__What you have to do__.
Every line below should be repeated exactly as written.

__Dataset extract__.

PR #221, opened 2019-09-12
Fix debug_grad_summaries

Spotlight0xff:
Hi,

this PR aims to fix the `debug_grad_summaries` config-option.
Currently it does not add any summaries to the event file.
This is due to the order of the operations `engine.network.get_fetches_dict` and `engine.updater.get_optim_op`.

__Output of the task__.
PR #221, opened 2019-09-12
Fix debug_grad_summaries

Spotlight0xff:
Hi,

this PR aims to fix the `debug_grad_summaries` config-option.
Currently it does not add any summaries to the event file.
This is due to the order of the operations `engine.network.get_fetches_dict` and `engine.updater.get_optim_op`.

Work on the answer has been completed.